** Opening GIVEN INFORMATION block **

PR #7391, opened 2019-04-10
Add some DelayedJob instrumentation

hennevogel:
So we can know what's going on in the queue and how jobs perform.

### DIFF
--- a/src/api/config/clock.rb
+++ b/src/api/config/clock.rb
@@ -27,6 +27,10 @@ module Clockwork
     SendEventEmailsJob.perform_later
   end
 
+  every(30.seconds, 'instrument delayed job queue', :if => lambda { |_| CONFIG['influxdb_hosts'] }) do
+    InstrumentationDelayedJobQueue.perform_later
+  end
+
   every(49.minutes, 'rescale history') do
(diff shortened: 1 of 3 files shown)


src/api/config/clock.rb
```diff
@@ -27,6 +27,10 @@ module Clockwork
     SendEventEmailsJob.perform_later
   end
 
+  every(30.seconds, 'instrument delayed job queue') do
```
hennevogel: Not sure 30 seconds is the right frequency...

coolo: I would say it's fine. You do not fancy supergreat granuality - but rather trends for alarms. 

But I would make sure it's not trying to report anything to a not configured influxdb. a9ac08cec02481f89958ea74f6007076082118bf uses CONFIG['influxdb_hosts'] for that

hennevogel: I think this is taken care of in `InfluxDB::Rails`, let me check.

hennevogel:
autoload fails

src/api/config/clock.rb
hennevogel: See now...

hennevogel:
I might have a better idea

** Closing GIVEN INFORMATION block **
** Opening GIVEN INFORMATION block **

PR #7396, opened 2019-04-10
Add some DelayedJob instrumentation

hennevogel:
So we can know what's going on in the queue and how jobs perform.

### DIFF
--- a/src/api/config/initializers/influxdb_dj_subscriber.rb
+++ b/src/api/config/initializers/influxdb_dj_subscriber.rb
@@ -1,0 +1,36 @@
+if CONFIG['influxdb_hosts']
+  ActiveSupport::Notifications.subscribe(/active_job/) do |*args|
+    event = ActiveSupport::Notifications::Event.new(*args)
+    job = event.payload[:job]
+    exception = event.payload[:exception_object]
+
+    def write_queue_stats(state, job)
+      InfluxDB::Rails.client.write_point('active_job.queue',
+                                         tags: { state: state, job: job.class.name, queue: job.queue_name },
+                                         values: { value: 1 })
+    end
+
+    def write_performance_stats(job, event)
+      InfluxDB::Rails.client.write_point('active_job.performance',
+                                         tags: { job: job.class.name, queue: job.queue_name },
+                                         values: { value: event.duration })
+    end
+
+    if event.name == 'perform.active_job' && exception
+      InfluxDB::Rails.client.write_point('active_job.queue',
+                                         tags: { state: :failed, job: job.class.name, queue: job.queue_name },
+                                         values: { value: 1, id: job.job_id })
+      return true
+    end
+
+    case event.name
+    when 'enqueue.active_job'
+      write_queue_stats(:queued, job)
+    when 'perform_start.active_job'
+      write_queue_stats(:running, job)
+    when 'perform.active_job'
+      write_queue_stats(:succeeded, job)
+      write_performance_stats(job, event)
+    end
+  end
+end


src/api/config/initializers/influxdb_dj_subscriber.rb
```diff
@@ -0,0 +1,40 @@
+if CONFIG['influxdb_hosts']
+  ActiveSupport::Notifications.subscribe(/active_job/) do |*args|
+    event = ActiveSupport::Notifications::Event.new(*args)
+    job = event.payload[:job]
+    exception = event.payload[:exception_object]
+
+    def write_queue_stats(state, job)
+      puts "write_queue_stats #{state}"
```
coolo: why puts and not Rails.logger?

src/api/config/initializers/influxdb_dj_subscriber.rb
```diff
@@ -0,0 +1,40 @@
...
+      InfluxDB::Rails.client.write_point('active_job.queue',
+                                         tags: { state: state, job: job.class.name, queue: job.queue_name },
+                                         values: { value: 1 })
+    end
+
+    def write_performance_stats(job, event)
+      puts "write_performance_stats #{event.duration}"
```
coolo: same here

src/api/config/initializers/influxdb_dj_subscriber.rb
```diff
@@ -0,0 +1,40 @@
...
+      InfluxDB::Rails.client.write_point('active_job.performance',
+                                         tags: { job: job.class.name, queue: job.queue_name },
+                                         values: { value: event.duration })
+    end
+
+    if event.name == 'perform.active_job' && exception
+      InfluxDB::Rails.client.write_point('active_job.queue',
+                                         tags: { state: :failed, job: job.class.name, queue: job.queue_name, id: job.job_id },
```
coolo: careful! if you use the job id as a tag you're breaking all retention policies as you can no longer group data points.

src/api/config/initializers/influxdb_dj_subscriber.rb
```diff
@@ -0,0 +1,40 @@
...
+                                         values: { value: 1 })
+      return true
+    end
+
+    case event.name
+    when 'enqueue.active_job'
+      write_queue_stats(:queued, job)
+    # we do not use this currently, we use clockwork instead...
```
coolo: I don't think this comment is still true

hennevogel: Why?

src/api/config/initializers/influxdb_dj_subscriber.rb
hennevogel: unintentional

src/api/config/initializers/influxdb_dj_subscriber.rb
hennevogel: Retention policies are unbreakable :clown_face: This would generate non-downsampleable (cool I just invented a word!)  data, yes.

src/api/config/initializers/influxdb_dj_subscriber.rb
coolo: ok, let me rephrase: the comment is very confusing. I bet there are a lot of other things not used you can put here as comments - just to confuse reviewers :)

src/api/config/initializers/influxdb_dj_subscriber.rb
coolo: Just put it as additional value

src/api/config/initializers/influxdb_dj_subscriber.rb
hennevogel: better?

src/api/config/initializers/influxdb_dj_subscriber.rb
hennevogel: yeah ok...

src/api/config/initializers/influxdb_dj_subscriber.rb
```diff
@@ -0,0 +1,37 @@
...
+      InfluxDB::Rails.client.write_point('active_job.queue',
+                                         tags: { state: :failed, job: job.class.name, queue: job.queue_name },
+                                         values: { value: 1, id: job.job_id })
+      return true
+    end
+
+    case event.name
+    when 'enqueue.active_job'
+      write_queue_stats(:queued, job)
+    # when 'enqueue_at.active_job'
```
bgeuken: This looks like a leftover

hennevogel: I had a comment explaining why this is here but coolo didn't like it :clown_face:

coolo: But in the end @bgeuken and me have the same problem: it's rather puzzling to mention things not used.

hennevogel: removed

** Closing GIVEN INFORMATION block **

(TASK TO CARRY OUT): Filter the entries down to the lines holding the string "would". Copy each of those lines.

(ANSWER SPACE):
coolo: I would say it's fine. You do not fancy supergreat granuality - but rather trends for alarms. 
But I would make sure it's not trying to report anything to a not configured influxdb. a9ac08cec02481f89958ea74f6007076082118bf uses CONFIG['influxdb_hosts'] for that
hennevogel: Retention policies are unbreakable :clown_face: This would generate non-downsampleable (cool I just invented a word!)  data, yes.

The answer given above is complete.